If Sri Sri was clearly leaning towards Hindutva and had the agenda of securing the land for the Ram temple, the Hindutva faction should have by now jumped into the fray and lauded him as their saviour. Clearly, that didn’t happen and instead the factions are distancing themselves from his mediatory efforts. If on the other hand he has a hidden agenda to support the Muslim segment, again, a similar positive response would have ensued from them. That again clearly remained absent.
Sri Sri’s intervention and solution are openly resented by both parties to the dispute. Does that point to something beyond what is perceived? A clear play of politics, power, unseen benefits that may be scuttled if he mediates and actually succeeds in bringing the parties to the table and offer a solution that proves to be, in his own words, “from the heart” as against a cold court settlement which can be “questioned 50 or 100 years later”.
Ravi Shankar is not new to mediation.

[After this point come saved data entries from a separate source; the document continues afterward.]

PR #830, opened 2022-10-16
Sollet bridge

adamiak:
Resolves L2B-208


luke7211 (changes requested):
- fix big discrepancy in TVL (SRM token)
- add warning

luke7211 (approved):

PR #8843, opened 2025-08-13
fix(logger): sync docs with code and add METRIC log color

dneptolus:
These changes were made to align documentation with the actual logger implementation and ensure consistency between code and docs.

- The `logger.tag()` method now requires an object with a `tag` key (code changed earlier, docs outdated).
- The default formatter in code is JSON, not `pretty` (docs were misleading).
- The default `colors` value is `true` in code, while docs stated `false`.
- Added `METRIC` log level color (`cyan`) in `LogFormatterPretty.ts` to maintain visual consistency with other log levels.

Without these updates, the documentation does not match the actual behavior of the logger, which can cause confusion for developers.

### DIFF
--- a/packages/backend-tools/src/logger/LogFormatterPretty.ts
+++ b/packages/backend-tools/src/logger/LogFormatterPretty.ts
@@ -72,6 +72,8 @@ export class LogFormatterPretty implements LogFormatter {
           return chalk.yellow(chalk.bold(level.toUpperCase()))
         case 'INFO':
           return chalk.green(chalk.bold(level.toUpperCase()))
+        case 'METRIC':
+          return chalk.cyan(chalk.bold(level.toUpperCase()))
         case 'DEBUG':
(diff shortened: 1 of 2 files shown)


torztomasz:
want to elaborate why the changes were made?

torztomasz:
if you provide some meaningful reasons I will re-open

dneptolus:
@torztomasz 

These changes were made to align documentation with the actual logger implementation and ensure consistency between code and docs.

- The `logger.tag()` method now requires an object with a `tag` key (code changed earlier, docs outdated).
- The default formatter in code is JSON, not `pretty` (docs were misleading).
- The default `colors` value is `true` in code, while docs stated `false`.
- Added `METRIC` log level color (`cyan`) in `LogFormatterPretty.ts` to maintain visual consistency with other log levels.

Without these updates, the documentation does not match the actual behavior of the logger, which can cause confusion for developers.

torztomasz (approved):

PR #8846, opened 2025-08-13
fix: update broken Celo Plumo link in zkCatalogTrustedSetups

honeypop-fe:
Replace broken celo.org/plumo link with working celo.org/papers/plumo link for ceremony details reference.


lucadonnoh:
the link you provided doesnt show ceremony participation

PR #8864, opened 2025-08-14
Disco very updates 08/14

sekuba:


packages/config/src/projects/lisk/ethereum/diffHistory.md
```diff
@@ -1,3 +1,26 @@
...
+
+# Diff at Thu, 14 Aug 2025 07:44:37 GMT:
+
+- author: sekuba (<29250140+sekuba@users.noreply.github.com>)
+- comparing to: main@200c2747a4a049cdea3746f37927303721bc165b block: 1753681871
+- current timestamp: 1755157463
+
+## Description
+
+Provide description of changes. This section will be preserved.
```
lucadonnoh:
```suggestion
Fee pricing update.
```

sekuba:
added the SC reference that metis sent via telegram
the 'sc correctly setup' is not true yet but we can already link to the members

PR #8867, opened 2025-08-14
docs: typo fixes

brawncode:
"Each file represent" → "represents".
"in a form" → "in the form".
"along with it's value" → "along with its value"
"when token was used" → "when a token was used".
"when token was bridged" → "when a token was bridged".


lucadonnoh:
already fixed

PR #8874, opened 2025-08-14
fix: add missing shebang to frontend build script

dizer-ti:
Adds #!/bin/bash shebang to ensure the script runs in bash interpreter.
The script uses bash-specific features like background processes (&) and wait command, so the shebang is necessary for reliable execution across different environments and CI systems.


lucadonnoh:
not needed

PR #8932, opened 2025-08-20
Op canonical tokens

sdlyy:
- [x] remove mog
- [x] handle case when source is explicitly set to 'canonical' - since it defeats the purpose of calling different things


packages/discovery/src/discovery/handlers/user/ERC20DataHandler/SubHandlers.ts
```diff
@@ -0,0 +1,57 @@
...
+  execute: (deps: ERC20SubHandlerDeps) => Promise<T> | T
+}
+
+type OpCanonicalResult = {
+  canonical: boolean
+  underlying?: ChainSpecificAddress
+}
+
+export const OpCanonical: ERC20SubHandler<OpCanonicalResult> = {
+  classify: ({ abi }) => {
```
adamiak: Check if the chain of the address is optimism. Otherwise it's an our-right false.

adamiak (approved):

PR #8959, opened 2025-08-21
Update TVS categories

maciekop-l2b:


radinat:
I reverted the Facet changes as they were not expected, we can investigate next week why they happened

PR #8964, opened 2025-08-21
Link table and token chart on TVS Breakdown page

torztomasz:


maciekzygmunt (changes requested):
Looks good but doesnt work on mobile, pls fix

maciekzygmunt (approved):

PR #8992, opened 2025-08-25
Discovery is now cross-chain internally

mateuszradomski:
Part of L2B-10790
Resolves L2B-11279

### DIFF
--- a/packages/backend/src/modules/update-monitor/UpdateMonitor.ts
+++ b/packages/backend/src/modules/update-monitor/UpdateMonitor.ts
@@ -174,8 +174,6 @@ export class UpdateMonitor {
       )
 
       for (const chain of chains) {
-        const { discovery } = discoveryPerChain[chain]
-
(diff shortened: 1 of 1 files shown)


packages/discovery/src/discovery/runDiscovery.ts
```diff
@@ -23,21 +28,25 @@ import type { DiscoveryOutput } from './output/types'
...
   config: DiscoveryModuleConfig,
-): Promise<Date> {
-  if (config.blockNumber !== undefined) {
-    const provider = new providers.StaticJsonRpcProvider(config.chain.rpcUrl)
-    return UnixTime.toDate(
-      (await provider.getBlock(config.blockNumber)).timestamp,
-    )
-  }
+): Date {
+  // TODO(radomski): I don't know how to handle discovery on a block with different chains
```
adamiak, line 35: I suggest - for now - to throw an error if someone passes a block number, instead of silently ignoring it.

adamiak (approved):

PR #8996, opened 2025-08-25
Minters script V1

sdlyy:
Resolves L2B-11470

### DIFF
--- a/packages/l2b/src/implementations/minters/getMinters.ts
+++ b/packages/l2b/src/implementations/minters/getMinters.ts
@@ -10,17 +10,17 @@ import {
 } from '@l2beat/shared-pure'
 import { utils } from 'ethers'
 
-const abi = [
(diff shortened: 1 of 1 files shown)


packages/l2b/src/commands/Minters.ts
```diff
@@ -0,0 +1,88 @@
...
+async function analyzeAll(
+  provider: IProvider,
+  logger: Logger,
+  transactions: string[],
+) {
+  const minters = new Set<string>()
+  let counter = 0
+  let nextPercentToLog = 10
+
+  await Promise.all(
```
adamiak: It's not safe to Promise.all here. In one run I got over 80k transactions. Calling Promise.all on all of them will most likely break something. I think that a normal loop is a safer bet for now.

adamiak (approved):

PR #9000, opened 2025-08-25
Improve TVS Breakdown token formula visuals

torztomasz:


packages/frontend/src/server/features/scaling/tvs/breakdown/getProjectTokensEntries.ts
```diff
@@ -142,27 +132,63 @@ function getEntries(
...
     return 'multiple'
   }
   if (addresses.length === 1 && addresses[0]) {
     const address = addresses[0]
-    const contractName = projectContracts?.[address.chain]?.find(
-      (c) =>
-        ChainSpecificAddress.address(c.address).toLowerCase() ===
-        address.address.toLowerCase(),
-    )?.name
     const explorer = chains.find((c) => c.name === address.chain)?.explorerUrl
```
maciekzygmunt: Maybe we should keep it and show escrow name in formula? Also please update this logic here, as i think we are no longer showing multiple?

maciekzygmunt (changes requested):
CHeck the comment

packages/frontend/src/server/features/scaling/tvs/breakdown/getProjectTokensEntries.ts
torztomasz: 1. It was not used cuz the argument was not passed at all so thats why I removed it
2. We do show the `multiple`
image

maciekzygmunt (approved):

PR #9025, opened 2025-08-27
Add No cap option for max throughput and show max registered

maciekzygmunt:
Resolves L2B-11533


lucadonnoh:
🗣️💯🚫🧢

packages/config/src/types.ts
```diff
@@ -632,7 +632,7 @@ export interface DaLayerThroughput {
    * Batch size for data availability. Together with batchFrequency it determines max throughput.
    * @unit B - bytes
    */
-  size: number
+  size: number | 'NO_CAP'
```
torztomasz, line 635: let's go with Number.PositiveInfinity

torztomasz (changes requested):

lucadonnoh:
is it possible to show the date as in activity for the max registered? 
image

torztomasz (approved):

torztomasz:
Please do check if the EXPLAIN ANALYZE of new query returns quick execution time

PR #12303, opened 2026-07-17
support deduplication by arg for aztec liveness

sekuba:
for liveness, aztec state updates should be deduplicated by their target epoch. if not we show low average intervals like 3minutes instead of 38 minutes
for costs, we should count them all and not dedup
this PR is fully configured to support aztec liveness
https://l2beat.com/scaling/projects/aztecnetwork#liveness


sekuba:
rejected for its beauty

PR #12304, opened 2026-07-17
da tracking fix when theres duplicate config

vilcht:


torztomasz:
the issue was somewhere else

His role in resolving the 50-year civil war in Colombia bears ample testimony to his negotiating and mediation skills. He recently brought together 100 families of slain militants from the Kashmir Valley and families of 40 martyrs; a feat that is certainly unimaginable, especially when the families went on record that their initial reaction was that of anger and resentment which later transformed to understanding and forgiveness.
Whatever may be the perception, Sri Sri’s intentions, on the face of it, appear well meaning. A point to note here is, unless the concerned parties come to a consensus, no out of court settlement can be reached. And if it does occur, it would be because the solution offered was acceptable to all the stakeholders. This is irrespective of any formula Ravi Shankar may choose to put forth. No negotiation can bear fruit with one party feeling deprived or cheated.
If an out of Court settlement is the choice of the general public, not considering the views of the power heads, Sri Sri is the most qualified to negotiate such a settlement given his track record in skilful mediation. Both parties to the dispute should give him a chance to prove himself before indulging in mud-slinging.